C'est pas une question de taille, mais de vitesse, enfin de débit plus exactement.


----------



## esv^^ (30 Mars 2012)

Arlequin a dit:


> sur une machine limitée à 1Go, ça va être dur



Mais c'est possible?
J'attend vos réponse avec impatience!!


----------



## Arlequin (30 Mars 2012)

nifex a dit:


> C'est pas une question de taille, mais de vitesse, enfin de débit plus exactement.



non ce que je veux dire c'est que sur cette bécane, 1Go ou 768Mo de ram, ça ne va pas changer grand chose


----------



## esv^^ (30 Mars 2012)

nifex a dit:


> C'est pas une question de taille, mais de vitesse, enfin de débit plus exactement.



Et donc?

---------- Nouveau message ajouté à 20h02 ---------- Le message précédent a été envoyé à 20h00 ----------




Arlequin a dit:


> non ce que je veux dire c'est que sur cette bécane, 1Go ou 768Mo de ram, ça ne va pas changer grand chose



J'ai du mal m'éxpliquer; je veut faire croire au mac qu'il a 4Go de Ram qui sont en fait sur ma clef USB!
(si c'est déjà possible avec 1GO, ce serais pas mal!)


----------



## Arlequin (30 Mars 2012)

nifex a dit:


> C'est pas une question de taille, mais de vitesse, enfin de débit plus exactement.

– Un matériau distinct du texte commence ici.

PR #995, opened 2021-03-29
EKF feature options to disable features at compile time

dagar:
The EKF when used within PX4 (ekf2) is a relatively enormous 124 kB to 161 kB of flash depending on optimization level (-Os vs -O2). This can become problematic for inclusion on relatively flash constrained boards that might be found in FPV quadcopters (with GPS) or CAN peripheral nodes.

Are there certain features we can completely strip out at build time for simpler cases? Everything would still be on by default, but specific builds could then start to specialize.

Ideas
 - GPS heading fusion (requires higher end GPS most don't have)
 - airspeed fusion (maybe could be captured in something more general for fixed-wing usage?)
 - drag fusion
 - vision

### DIFF
--- a/.github/workflows/build_ekf_flags.yml
+++ b/.github/workflows/build_ekf_flags.yml
@@ -1,0 +1,31 @@
+
+name: Feature Build Tests
+
+on:
+  push:
+    branches:
+      - master
+  pull_request:
+    branches:
+      - '*'
+
+jobs:
+  build:
+    runs-on: ubuntu-latest
+    strategy:
+      fail-fast: false
+      matrix:
+        config:
+          - CMAKE_OPTIONS: "-DECL_EKF_AIRSPEED_FUSION=OFF"
+          - CMAKE_OPTIONS: "-DECL_EKF_DRAG_FUSION=OFF"
+          - CMAKE_OPTIONS: "-DECL_EKF_GPS_YAW_FUSION=OFF"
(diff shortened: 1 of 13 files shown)


bresch:
We could also remove the whole terrain estimator and yaw emergency estimator on some platforms

dagar:
> We could also remove the whole terrain estimator and yaw emergency estimator on some platforms

I'll add those as options.

I was imagining the simplest case would probably still have a GPS and might benefit from the yaw estimator.

dagar:
If we move forward with this I'll extend the testing within this repository to additionally build and run testing with all flags disabled, and then all enabled individually.

AlexKlimaj:
This will be very useful on the ARK Flow and ARK GPS boards to run the ekf.

priseborough (commented):
Are we still exposing the relevant parameters in the ekf2 module? How does the user know this feature is not available if the parameter shows in the GCS?

priseborough:
Are we still exposing the relevant parameters in the ekf2 module? How does the user know this feature is not available if the parameter shows in the GCS?

dagar:
> Are we still exposing the relevant parameters in the ekf2 module?

At the moment yes, but the defines could be extended around those parameters as well (ekf2 side). Then they wouldn't even be in the build, show in QGC, etc.

bresch:
Having all those ifdefs adds a lot of noise in the code. If we want to disable functionalities at compile time, I think we should first refactor all the fusion type in separate classes/files that we can then en-/dis-able cleanly

PR #996, opened 2021-03-30
EKF: allow initialising without baro depending on configuration

dagar:
Attempted followup to https://github.com/PX4/PX4-ECL/pull/931.

 - every potential height source maintains a filtered value at the delayed time horizon
 - in Ekf::initialiseFilter() only the configured height source is used, but valid height data is required at init time
 - height resets use filtered delayed time horizon data rather than most recent measurement

### DIFF
--- a/EKF/estimator_interface.cpp
+++ b/EKF/estimator_interface.cpp
@@ -164,6 +164,24 @@ void EstimatorInterface::setMagData(const magSample &mag_sample)
 		_mag_data_sum.setZero();
 		_mag_timestamp_sum = 0;
 	}
+
+	{
+		magSample sample_delayed;
+
+		if (_mag_buffer.peek_first_older_than(_imu_sample_delayed.time_us, &sample_delayed)) {
+			if ((sample_delayed.time_us != 0) && (sample_delayed.time_us > _mag_sample_delayed_time_us_last)) {
+				if (_mag_counter == 0) {
+					_mag_lpf.reset(sample_delayed.mag);
+
+				} else {
+					_mag_lpf.update(sample_delayed.mag);
+				}
+
+				_mag_counter++;
+				_mag_sample_delayed_time_us_last = sample_delayed.time_us;
+			}
+		}
+	}
 }
 
 void EstimatorInterface::setGpsData(const gps_message &gps)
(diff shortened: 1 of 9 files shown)


EKF/estimator_interface.h
```diff
@@ -394,6 +394,26 @@ class EstimatorInterface
 	warning_event_status_u _warning_events{};
 	information_event_status_u _information_events{};
 
+	uint64_t _baro_sample_delayed_time_us_last{0};
+	uint32_t _baro_hgt_counter{0};
+	AlphaFilter<float> _baro_hgt_delayed{0.1f};
```
bresch, line 399:
```suggestion
	AlphaFilter<float> _baro_hgt_delayed_lpf{0.1f};
```
I would like to have the `_lpf` prefix to make it obvious that this is not just holding "baro_sample_delayed"

bresch: same for the other ones

EKF/estimator_interface.h
```diff
@@ -394,6 +394,26 @@ class EstimatorInterface
...
+	uint32_t _range_hgt_counter{0};
+	AlphaFilter<float> _range_hgt_delayed{0.1f};
+
+	uint64_t _ev_sample_delayed_time_us_last{0};
+	uint32_t _ev_hgt_counter{0};
+	AlphaFilter<float> _ev_hgt_delayed{0.1f};
+
+	uint64_t _mag_sample_delayed_time_us_last{0};
+	uint32_t _mag_counter{0};
+	AlphaFilter<Vector3f> _mag_lpf{0.1f}; ///< filtered magnetometer measurement for instant reset (Gauss)
```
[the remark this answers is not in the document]
bresch: or remove the "delayed" from the other ones. Since the whole EKF is delayed, I'm not sure if it's useful to specify it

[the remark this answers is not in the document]
dagar: It was due to initial confusion with some areas of the code base grabbing the newest sample. Should be fixed now.

priseborough:
Can we do a test where the board is started without the baro driver?

EKF/estimator_interface.cpp
```diff
@@ -332,6 +388,25 @@ void EstimatorInterface::setRangeData(const rangeSample &range_sample)
...
+		// accumulate enough height measurements to be confident in the quality of the data
+		rangeSample sample_delayed;
+
+		if (_range_buffer.peek_first_older_than(_imu_sample_delayed.time_us, &sample_delayed)) {
+			if ((sample_delayed.time_us != 0) && (sample_delayed.time_us > _range_sample_delayed_time_us_last)) {
+				if (_range_hgt_counter == 0) {
+					_range_hgt_lpf.reset(sample_delayed.rng);
+
+				} else {
+					_range_hgt_lpf.update(sample_delayed.rng);
```
priseborough, line 402: This is being used anywhere at the moment. The reset function is using the latest measurement which is good for in flight when climbing or descending quickly. We could use the LPF value on startup, but for this type of sensor the best option is a median filter to get rid of spikes.

dagar: I'll add a median filter.

dagar: I've updated `resetHeight()` to use the median filtered range data.

priseborough:
There's a lot of code here for the ability to initialise height without a baro. Can we split this into one PR into what is required for initialisation without baro and a second PR with other improvements, eg median filtering. For example we could initialise height to a fake measurement of zero whilst awaiting the selected height sensor to pass checks.

PR #998, opened 2021-03-31
Terrain estimation when height estimation is based on range finder data

ecmnet:
When height estimation is based on range finder data, the terrain estimation must not use a range finder as source. Either terrain estimation needs to be stopped or uses a different source. This is an open PR to find an appropriate and generic solution to this issue. 

As a first step, terrain estimation is paused as soon as a fallback from vision based to range finder based height estimation occurs. Terrain estimation is continued when vision data is available again. However, this workaround is not generic enough as it only covers the specific use case described.

Refer to https://github.com/PX4/PX4-ECL/pull/994#issuecomment-810309127

### DIFF
--- a/EKF/ekf.cpp
+++ b/EKF/ekf.cpp
@@ -119,8 +119,9 @@ bool Ekf::update()
 		// control fusion of observation data
 		controlFusionModes();
 
-		// run a separate filter for terrain estimation
-		runTerrainEstimator();
+		// run a separate filter for terrain estimation if not in vision fallback with rangefinder
+		if(!(_control_status.flags.rng_hgt && _params.vdist_sensor_type == VDIST_SENSOR_EV))
+			runTerrainEstimator();
 
 		updated = true;
 
--- a/EKF/ekf.cpp
+++ b/EKF/ekf.cpp
@@ -119,8 +119,11 @@ bool Ekf::update()
 		// control fusion of observation data
 		controlFusionModes();
 
-		// run a separate filter for terrain estimation if not in vision fallback with rangefinder
-		if(!(_control_status.flags.rng_hgt && _params.vdist_sensor_type == VDIST_SENSOR_EV)) {
+		if(_control_status.flags.rng_hgt) {
+		    // do not update hagl in range finder mode, but keep it valid
+			_time_last_hagl_fuse = _time_last_imu;
+		} else {
+		    // run a separate filter for terrain if other height sources available
 			runTerrainEstimator();
 		}
 
--- a/EKF/ekf.cpp
+++ b/EKF/ekf.cpp
@@ -120,8 +120,9 @@ bool Ekf::update()
 		controlFusionModes();
 
 		// run a separate filter for terrain estimation if not in vision fallback with rangefinder
-		if(!(_control_status.flags.rng_hgt && _params.vdist_sensor_type == VDIST_SENSOR_EV))
+		if(!(_control_status.flags.rng_hgt && _params.vdist_sensor_type == VDIST_SENSOR_EV)) {
 			runTerrainEstimator();
+		}
 
 		updated = true;
 


EKF/ekf.cpp
```diff
@@ -119,8 +119,9 @@ bool Ekf::update()
 		// control fusion of observation data
 		controlFusionModes();
 
-		// run a separate filter for terrain estimation
-		runTerrainEstimator();
+		// run a separate filter for terrain estimation if not in vision fallback with rangefinder
+		if(!(_control_status.flags.rng_hgt && _params.vdist_sensor_type == VDIST_SENSOR_EV))
```
dagar, line 123: Can you add braces?

dagar, line 123:
```suggestion
		if(!(_control_status.flags.rng_hgt && _params.vdist_sensor_type == VDIST_SENSOR_EV)) {
```

ecmnet: Sure

ecmnet:
To avoid drift during fallbacks, terrain estimator should not run for modes where a valid estimation is not possible:

- Rangefinder based height 
- intermediate states where height estimation purely relies on ACC

ecmnet:
@mhkabir, @bresch : Your comments?

priseborough:
I agree that we should not be running the terrain estimator if ground is being used as the height datum for the EKF, ie using range finder. Do you have test evidence that this fixes the issue reported? The change looks sensible.

ecmnet:
The change is tested in the context of vision as primary source to survive reset cycles of the vision subsystem.

ecmnet:
Further tests have shown that this does not work in the case when vision fails before terrain is estimated the first time (initialization?). Any suggestions how to solve this?

priseborough:
> Further tests have shown that this does not work in the case when vision fails before terrain is estimated the first time (initialization?). Any suggestions how to solve this?

@ecmnet Are you able to provide the steps you used to create the input data that resulted in the failure case? I would like to make a unit test for corner cases like this.

ecmnet:
I tested this with a live vehicle using odometry and a rangefinder with propellers unmounted. After simulating a takeoff and waiting for valid terrain estimation, I switched off vision observing z estimation following raw lidar data.

dagar:
ECL has been absorbed into PX4-Autopilot, can you recreate this PR over there?

https://github.com/PX4/PX4-Autopilot/tree/master/src/lib/ecl

ecmnet:
Will do as soon as I get a running version based on v1.12.0. Currently I have the issue, that 'freezing' the ground level takes place too late (about 5secs). I also want to adjust initialisation in the case that the initial primary height source is a range finder .

ecmnet:
> ECL has been absorbed into PX4-Autopilot, can you recreate this PR over there?
> 
> https://github.com/PX4/PX4-Autopilot/tree/master/src/lib/ecl

Link is not working

dagar:
@ecmnet I initially merged it into `src/lib/ecl` (where the submodule lived), then later moved it to within `src/modules/ekf2/EKF`.

https://github.com/PX4/PX4-Autopilot/tree/master/src/modules/ekf2/EKF

ecmnet:
Further tests show, that there is a dependency to `Ekf::controlHeightSensorTimeouts()`: Within the phase the selected height sensor idoes not provide any data and the detection of the timeout, terrain estimation is continued and relies e.g. on RF. As no height source is available, Z position is considered to be (more or less) constant. If the vehicle actually moves in Z direction during this phase, this movement is falsely reflected as movement of the terrain altitude. With the detection of the timeout, the terrain altitude is freezed. The freezed altitude in this case is not correct, depending on the selected timeout time and the speed of the vehicle in Z-direction.

Any suggestions how to solve this?

priseborough:
There may reasons to use range finder for terrain offset and EKF height (assuming terrain is at zero) simultaneously due to differing requirements for filtering out the effect of terrain height variation. We will move this to the PX4-Autopilot issues list and continue the investigation.

PR #999, opened 2021-04-01
Allow RangeFinder fusion in vision height mode (Fix for #994)

ecmnet:
Although `controlHeightSensorTimeouts()` switched to` rng_hgt` mode correctly as soon as an ev timeout happens, range finder height fusion is not performed as `rng_hgt` is not allowed if vision is the primary height source. This PR allows range finder height fusion even if vision is selected as primary height source.

Relates to https://github.com/PX4/PX4-ECL/pull/994

### DIFF
--- a/EKF/control.cpp
+++ b/EKF/control.cpp
@@ -1079,20 +1079,13 @@ void Ekf::controlHeightFusion()
 			}
 		}
 
-		if (_control_status.flags.rng_hgt && _range_sensor.isDataHealthy()) {
-			// Allow RangeFinder Fusion
-			fuse_height = true;
-		}
-
-		if (_control_status.flags.baro_hgt && _baro_data_ready && !_baro_hgt_faulty) {
-			// switch to baro if there was a reset to baro
-			fuse_height = true;
-		}
-
-		// determine if we should use the vertical position observation
-		if (_control_status.flags.ev_hgt) {
-			fuse_height = true;
-		}
+		if (_control_status.flags.ev_hgt && _ev_data_ready) {
+		     fuse_height = true;
+		} else if (_control_status.flags.rng_hgt && _range_sensor.isDataHealthy()) {
+		      fuse_height = true;
+		} else if (_control_status.flags.baro_hgt && _baro_data_ready && !_baro_hgt_faulty) {
+		      fuse_height = true;
+	    }
 
 		break;
 	}
--- a/EKF/control.cpp
+++ b/EKF/control.cpp
@@ -1079,6 +1079,11 @@ void Ekf::controlHeightFusion()
 			}
 		}
 
+		if (_control_status.flags.rng_hgt) {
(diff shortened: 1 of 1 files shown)


EKF/control.cpp
```diff
@@ -1079,6 +1079,11 @@ void Ekf::controlHeightFusion()
 			}
 		}
 
+		if (_control_status.flags.rng_hgt) {
```
dagar, line 1082: Only fuse height if _range_sensor.isDataHealthy()?

dagar, line 1082:
```suggestion
		if (_control_status.flags.rng_hgt && _range_sensor.isDataHealthy()) {
```

ecmnet:
@bresch Could you have a look? #994 does not work without this fix.

mhkabir:
A little late to the party here (missed #994 for a while), so please humor me. 

How does fallback from vision to range work, if there is an offset between the vision Z and rangefinder Z? Is the offset compensated for before starting range fusion?

I'm also wondering if would it be better to fall back to range-aided baro instead of pure rangefinder in case flying over ground with obstacles/non-flat ground.

ecmnet:
> A little late to the party here (missed #994 for a while), so please humor me.
> 
> How does fallback from vision to range work if there is an offset between the vision Z and rangefinder Z? Is the offset compensated for before starting range fusion?
> 
> I'm also wondering if would it be better to fall back to range-aided baro instead of pure rangefinder in case flying over ground with obstacles/non-flat ground.

The offset is compensated in #994 already. Purpose of the fallback is to support vision reset cycles / drop outs (e.g. direct sun, etc.) - therefore the assumption of a flat ground seems to be sufficient.

mhkabir (approved):

EKF/control.cpp
```diff
@@ -1079,6 +1079,11 @@ void Ekf::controlHeightFusion()
 			}
 		}
 
+		if (_control_status.flags.rng_hgt && _range_sensor.isDataHealthy()) {
```
mhkabir, line 1082: Can you replace 1082 - 1095 with this block?
```
               if (_control_status.flags.ev_hgt && _ev_data_ready) {
                       fuse_height = true;
               } else if (_control_status.flags.rng_hgt && _range_sensor.isDataHealthy()) {
                       fuse_height = true;
               } else if (_control_status.flags.baro_hgt && _baro_data_ready && !_baro_hgt_faulty) {
                        fuse_height = true;
               }

```

This groups the statements together like for GPS (few lines above), and adds a check for `_ev_data_ready` which fixes the issue you saw here https://github.com/PX4/PX4-ECL/pull/994#discussion_r621816867.

After that you can also revert the change you made on line 792 in #994, and timeouts will work as designed.

mhkabir (changes requested):
See inline comment

mhkabir (approved):
Perfect! Tested via backport and works.

PR #1001, opened 2021-04-06
Allow global position to be published after setting origin

ecmnet:
Sending a set_gps_global_origin message to EKF2 via MAVLINK sets the NED origin as reported by EKF2 but does not switch to publish global position. This would be helpful in use cases where no GPS is available but LPOS is provided by other means.
Reason for this is, that the flag _NED_origin_initialised is not set to true inEkf::setEkfGlobalOrigin. 

Doing so in elf_helper.cpp would work as long as the parameter EKF2_DECL_TYPE is set to 0. Otherwise an invalid look up of the magnetic declination results an invalid EKF2_MAG_DECL value.

### DIFF
--- a/EKF/ekf_helper.cpp
+++ b/EKF/ekf_helper.cpp
@@ -719,6 +719,8 @@ bool Ekf::setEkfGlobalOrigin(const double latitude, const double longitude, cons
 		map_projection_reproject(&_pos_ref, _state.pos(0), _state.pos(1), &current_lat, &current_lon);
 		current_alt = -_state.pos(2) + _gps_alt_ref;
 		current_pos_available = true;
+	} else {
+		_NED_origin_initialised = true;
 	}
 
 	// reinitialize map projection to latitude, longitude, altitude, and reset position
--- a/EKF/control.cpp
+++ b/EKF/control.cpp
@@ -1079,20 +1079,13 @@ void Ekf::controlHeightFusion()
 			}
 		}
 
-		if (_control_status.flags.rng_hgt && _range_sensor.isDataHealthy()) {
-			// Allow RangeFinder Fusion
-			fuse_height = true;
-		}
-
-		if (_control_status.flags.baro_hgt && _baro_data_ready && !_baro_hgt_faulty) {
-			// switch to baro if there was a reset to baro
-			fuse_height = true;
-		}
-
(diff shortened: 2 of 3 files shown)


dagar:
This is probably sufficient for initial testing, but ultimately I think we should also handle getting valid GPS after it's been set manually.

https://github.com/PX4/PX4-ECL/blob/5d34d7a24ef72b826c320a3259ee0ec68b1936df/EKF/gps_checks.cpp#L82-L108

priseborough:
It appears that the only change required to achieve the stated objective of this PR are the two lines in ekf_helper.cpp. Can you please remove other fixes not required for the publishing of global position and submit them separately

EKF/ekf_helper.cpp
```diff
@@ -719,6 +719,8 @@ bool Ekf::setEkfGlobalOrigin(const double latitude, const double longitude, cons
 		map_projection_reproject(&_pos_ref, _state.pos(0), _state.pos(1), &current_lat, &current_lon);
 		current_alt = -_state.pos(2) + _gps_alt_ref;
 		current_pos_available = true;
+	} else {
+		_NED_origin_initialised = true;
```
bresch, line 723: I wouldn't set the flag here because the meaning of that `else` is: "if the map is not already initialized" and not if we actually initialized the map with the new origin.
I would suggest to place it above the `return true` below, as this is the place where we know that the map has been initialized correctly with the new origin.

bresch (changes requested):

atyshka:
Any progress on making the changes to get this merged? Would very much appreciate this feature for indoor positioning

dagar:
ECL has been absorbed into PX4-Autopilot, can you recreate this PR over there?

https://github.com/PX4/PX4-Autopilot/tree/master/src/lib/ecl

ecmnet:
I just did a short test with V1.12.0 - it still works fine. Will create a new PR.

priseborough:
We need to be careful that there are not consumers of the global position message that interpret availability of the global position message as indicating validity.

priseborough:
The https://github.com/PX4/PX4-Autopilot/blob/master/msg/vehicle_global_position.msg message has no validity flag for LLH so consumers will assume valid for controller use if present.

TODO: check how dead_reckoning flag is being used.

PR #1005, opened 2021-05-02
EKF: increase allowed difference between flow and gyro ODRs

mhkabir:
In the normal and lowlight mode for the PAW3902/3 sensor, the ODR is 66Hz, while in super lowlight mode it is 50Hz. See plots for the switching in a typical flight.

The IMU ODR vs flow ODR mismatch threshold was too conservative for the 66Hz ODR, since https://github.com/PX4/PX4-ECL/pull/928. The EKF would keep waiting for the data to line up and never fuse measurements.

image
image

### DIFF
--- a/EKF/control.cpp
+++ b/EKF/control.cpp
@@ -361,8 +361,8 @@ void Ekf::controlOpticalFlowFusion()
 		const bool is_magnitude_good = !_flow_sample_delayed.flow_xy_rad.longerThan(_flow_sample_delayed.dt * _flow_max_rate);
 		const bool is_tilt_good = (_R_to_earth(2, 2) > _params.range_cos_max_tilt);
 
-		const float delta_time_min = fmaxf(0.8f * _delta_time_of, 0.001f);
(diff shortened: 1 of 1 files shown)


bresch (approved):
That makes sense, the dt_flow is 15ms @66Hz and two imu samples make a dt of 200ms @100Hz. 0.8 * 200 = 160ms  and 0.7 * 200 = 140ms.

bresch:
@mhkabir While reviewing this, I ended up checking how the gyro compensation was computed and I found something that should be improved:
When there is no gyro attached with the flow sensor, ekf2 integrates the gyro delta_angle to produce the value in `_flow_sample_delayed.gyro_xyz`. Then, when doing the compensation, the angular rate is obtained by dividing using `_flow_sample_delayed.dt` which is the integration time of the flow sensor:
https://github.com/PX4/PX4-ECL/blob/aad48407c21f056550de343a5b0da1c02feb65b9/EKF/optflow_fusion.cpp#L76

However, as you mentioned in this PR, they are often not the same and this could lead to large errors in the angular rate compensation.

PR #790, opened 2020-09-25
Increase max CSV file size to 100,000 rows

quis:


leohemsted (approved):
oh no, even more time sat waiting for test_big_list to finish 😅

PR #803, opened 2020-11-02
Take extended GSM characters into account in fragment count

klssmith:
Extended GSM characters count as two GSM characters, but we were not
taking this into account. We now count extended GSM characters as two
characters when calculating the fragment count for SMS and broadcast
messages.

[Pivotal story](https://www.pivotaltracker.com/story/show/175457294)


notifications_utils/template.py
```diff
@@ -236,7 +236,14 @@ def content_count_without_prefix(self):
     @property
     def fragment_count(self):
         content_with_placeholders = str(self)
-        return get_sms_fragment_count(self.content_count, non_gsm_characters(content_with_placeholders))
+
+        no_of_extended_gsm_chars = sum(
+            map(content_with_placeholders.count, SanitiseSMS.EXTENDED_GSM_CHARACTERS)
+        )
+        # Extended GSM characters count as 2 characters
+        character_count = self.content_count + no_of_extended_gsm_chars
```
quis, line 244: Very tidy way of doing this 👍

quis (approved):

PR #805, opened 2020-11-09
Revert "Revert 798 validate email size"

servingUpAces:
Reverts alphagov/notifications-utils#804

This was reverted because if the payload for an email had a file for document download, the size of the file was included in the length validation. 

https://github.com/alphagov/notifications-api/pull/3027 will only check the length of the email after the document has been replaced with the link to the uploaded file.


CrystalPea (approved):

klssmith:
Since the version number is now going down you might need to delete the `43.2.0` tag from the repo, since that version won't exist any more

PR #810, opened 2020-12-02
Validate overly-long international phone numbers

quis:
We check that UK phone numbers don’t have too many digits:
https://github.com/alphagov/notifications-utils/blob/db8171f23cfc2f29d35a2412db545ad64f6aeb0a/notifications_utils/recipients.py#L442-L443

We don’t do a similar check for international phone numbers.

According to [the E.164 numbering plan](https://www.itu.int/rec/dologin_pub.asp?lang=f&id=T-REC-E.168-199905-S!!PDF-E&type=items) a phone number can be at most 15 digits, including the country code:
image

This commit adds validation to reject phone numbers longer than 15 digits, which might help our users catch an error somewhere in their system (like the missing comma it found in our test data).


idavidmcdonald (approved):
So looks good and matches existing code.

Question over the actual error message. I believe our error messages shouldn't just tell people what's wrong but also tell them how to fix it. For example should it be telling them how much shorter it needs to be? However, it is consistent with the other errors for this.

I think it's good to merge regardless but might be worth a review of the copy for these errors in the future cc @karlchillmaid

PR #812, opened 2020-12-07
Optimise key generation for `Columns` class

quis:
# The change

[`str.translate`](https://docs.python.org/3/library/stdtypes.html#str.translate) seems to be the fastest way of removing characters from a string in Python.

Part of the work `Columns.make_key` does is to remove spaces, dashes and underscores so that `first_name` and `first name` are considered equivalent. It is called _a lot_ when doing replacement of placeholders, so any optimisation we can do on it is a good win.

# Results

To test this I temporarily removed the LRU cache on the method, and then ran the following shell command:
```bash
python -m timeit -s "from notifications_utils.columns import Columns" "Columns.make_key('this is _not_ a -test')"
```

## Before
```
100000 loops, best of 5: 3.86 usec per loop
```

## After
```
200000 loops, best of 5: 1.18 usec per loop
```

3.27× faster

# Previous

Some previous optimisation in https://github.com/alphagov/notifications-utils/pull/48 where we discussed removing the `split`/`join` but ultimately didn’t.


idavidmcdonald (approved):
Nice and clear, thanks

PR #814, opened 2020-12-08
Fix bug with double semicolons appearing in sequences of special characters 

quis:
We use a library called Bleach for escaping dangerous HTML in our template content. It doesn’t seem to handle things which look like HTML entities (for example `&copy;` or `&gt;`) but contain unexpected characters (the only one I’ve found so far is a question mark, for example `&?a;`).

This results in the last character of an escape sequence being replaced with a semicolon. I haven’t dug into the Bleach source deeply enough to identify where the problem is, and which other characters might affect it.

But a fix is to use Python’s builtins to convert any escape sequences to their unicode equivalent, and then escape them again. This seems to not get confused the way Bleach does.

We can then pass the output of this to Bleach, which passes through stuff that’s already properly encoded.

This fix is described in https://github.com/mozilla/bleach/issues/453#issuecomment-499182492:

> A quick solution that can be implemented by developers is to just escape(unescape()) the input before sending it to bleach.
>
> …
>
> This solution does not utilize a HTML parser, it's all regex under the hood, so there may be some edge cases. This has passed all our use cases though.
>
> While I personally think bleach should handle stuff like this, I don't think it is necessary when invoking bleach is only a component of your user input sanitization routine.

There’s one more gotcha, which is that, for historic reasons, we allow users ([specifically GOV.UK Email](https://github.com/alphagov/notifications-utils/pull/427)) to include the non-breaking space character (encoded as `&nbsp;`) in order to create empty paragraphs. This character is ignored by the Markdown parser unless it’s encoded – just including the unicode character won’t force an extra paragraph. Python’s `html.escape` doesn’t encodes things like quotes:
```python
html.escape('"')
'&quot;'
```
But it doesn’t see a need to encoded non-breaking spaces:
```python
html.escape('\xa0')
'\xa0'
```

So to preserve the encoded non-breaking space we also have to temporarily convert it to something else, do the `unescape`/`escape` dance, and then convert it back.

### DIFF
--- a/notifications_utils/formatters.py
+++ b/notifications_utils/formatters.py
@@ -148,7 +148,7 @@ def strip_html(value):
 def escape_html(value):
     if not value:
         return value
-    value = str(value).replace('<', '&lt;')
+    value = str(value)
     # If the content contains a HTML encoded non-breaking space then we
     # need to protect it from the escape/unescape process by temporarily
     # turning it into something else
--- a/notifications_utils/formatters.py
+++ b/notifications_utils/formatters.py
@@ -4,6 +4,7 @@ import urllib
 
 import mistune
 import bleach
+from html import escape, unescape
 from itertools import count
 from flask import Markup
 from orderedset import OrderedSet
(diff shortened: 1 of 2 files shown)


quis:
This is slightly slower now, but I don’t think drastically enough to worry us.

# Just testing the escaping function

```
python -m timeit -s "from notifications_utils.formatters import escape_html; import string; s = (string.ascii_letters + string.punctuation) * 100" "escape_html(s)"
```

## Before 
```
50 loops, best of 5: 5.77 msec per loop
```

## After 
```
20 loops, best of 5: 9.24 msec per loop
```

# In the context of processing a whole email

```
python -m timeit -v -s "from notifications_utils.template import HTMLEmailTemplate; import string; t = {'content': (string.ascii_letters + string.punctuation) * 100, 'subject': 'foo', 'template_type': 'email'}" "str(HTMLEmailTemplate(t))"
```

## Before 
```
5 loops, best of 5: 38.7 msec per loop
```

## After 
```
5 loops, best of 5: 45.4 msec per loop
```

leohemsted (approved):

de plus,ici le problème c'est la swap, donc le débit, la vitesse, je ne vois pas le rapport. l'Os a besoin de ram/de swap, pas de vitesse


----------



## nifex (30 Mars 2012)

Je ne connais pas les chiffres, mais dans l'idée c'est ca :

Ta ram permet de faire passer 5 Go/ secondes et ta clé usb seulement 0.05 Go par seconde... Donc ton ordinateur va être lent quand ta clé usb sera utilisé... De la manière que lorsqu'il swap...

Et je doute que ca soit faisable de toute manière.


----------



## Arlequin (30 Mars 2012)

esv^^ a dit:


> Et donc?
> 
> ---------- Nouveau message ajouté à 20h02 ---------- Le message précédent a été envoyé à 20h00 ----------
> 
> ...



j'ai bien compris

je répondais juste à nifex

ton mac peut recevoir, je pense, 1Go de ram maxi. Tu en es à 768. Tu peux upgrader, mais je doute du bénéfice de l'opération

voilà


----------



## nifex (30 Mars 2012)

Arlequin a dit:


> de plus,ici le problème c'est la swap, donc le débit, la vitesse, je ne vois pas le rapport. l'Os a besoin de ram/de swap, pas de vitesse



C'est ce que j'ai dit, c'est un problème de débit...

EDIT : Ok tu disais que son mac peut pas dépasser les 1Go, donc forcement l'intérêt est nul... Oui !


----------



## esv^^ (30 Mars 2012)

nifex a dit:


> Je ne connais pas les chiffres, mais dans l'idée c'est ca :
> 
> Ta ram permet de faire passer 5 Go/ secondes et ta clé usb seulement 0.05 Go par seconde... Donc ton ordinateur va être lent quand ta clé usb sera utilisé... De la manière que lorsqu'il swap...
> 
> Et je doute que ca soit faisable de toute manière.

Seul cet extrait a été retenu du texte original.